-- Source material follows --

PR #109, opened 2016-06-14
Update ansible vars and enable some features.

mtyaka:
This adds some ansible vars to the yaml template mainly for documentation purposes (they are set to  default values, so they should have no effect).

This commit also enables some extra feature flags, which are often useful and don't have any negative side effects (s3 grade downloads, third party auth...).

### DIFF
--- a/instance/templates/instance/ansible/s3.yml
+++ b/instance/templates/instance/ansible/s3.yml
@@ -10,3 +10,7 @@ XQUEUE_AWS_ACCESS_KEY_ID: '{{ instance.s3_access_key }}'
 XQUEUE_AWS_SECRET_ACCESS_KEY: '{{ instance.s3_secret_access_key }}'
 XQUEUE_S3_BUCKET: '{{ instance.s3_bucket_name }}'
 XQUEUE_S3_PATH_PREFIX: 'xqueue'
+
+EDXAPP_GRADE_STORAGE_TYPE: 's3'
+EDXAPP_GRADE_BUCKET: '{{ instance.s3_bucket_name }}'
+EDXAPP_GRADE_ROOT_PATH: 'grades-download'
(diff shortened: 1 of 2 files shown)


smarnach:
@mtyaka I recently noticed that we should also set `EDX_NOTES_API_VERSION` to some reasonable value, and maybe we could include this change in this PR.  (If you don't want that scope expansion, I can create a separate PR for that change.)

We currently don't set it at all, which means [we always install the master version of edx_notes_api](https://github.com/edx/configuration/blob/master/playbooks/roles/edx_notes_api/defaults/main.yml#L30).  This doesn't work when using the Dogwood version of configuration.

Unfortunately, edx_notes_api doesn't have the `named-release/dogwood.3` tags or similar (in fact, [it doesn't have any tags whatsoever](https://github.com/edx/edx-notes-api/tags)), so using `appserver.openedx_release` would further restrict valid possible values for `openedx_release`.  Do you have any good idea what to do about this?

mtyaka:
@smarnach Thanks for bringing this up, I remember running into some problems because of this in the past. I guess the easiest thing to do would be to ask edX to create some `named-release/*` tags for edx_notes_api and then use {{appserver.openedx_release}} just like we do for other services (forums, xqueue, certs, etc).

smarnach:
@mtyaka Adding the tags is easy (in principle we could just do it ourselves).  However, they would have to include the repo in their release script, so new releases get tagges automatically.  I don't know what their process is, so this would require some coordination with edX.  We should exclude this from this PR then, because otherwise we wouldn't get it merged in the current sprint.

smarnach:
@mtyaka The instance you deployed is looking good, and I couldn't find any problems with it.  The code is also looking good, so :+1:.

-- Source material concluded --

Look through the listing above and copy each line where the string "templates" occurs.

--- a/instance/templates/instance/ansible/s3.yml
+++ b/instance/templates/instance/ansible/s3.yml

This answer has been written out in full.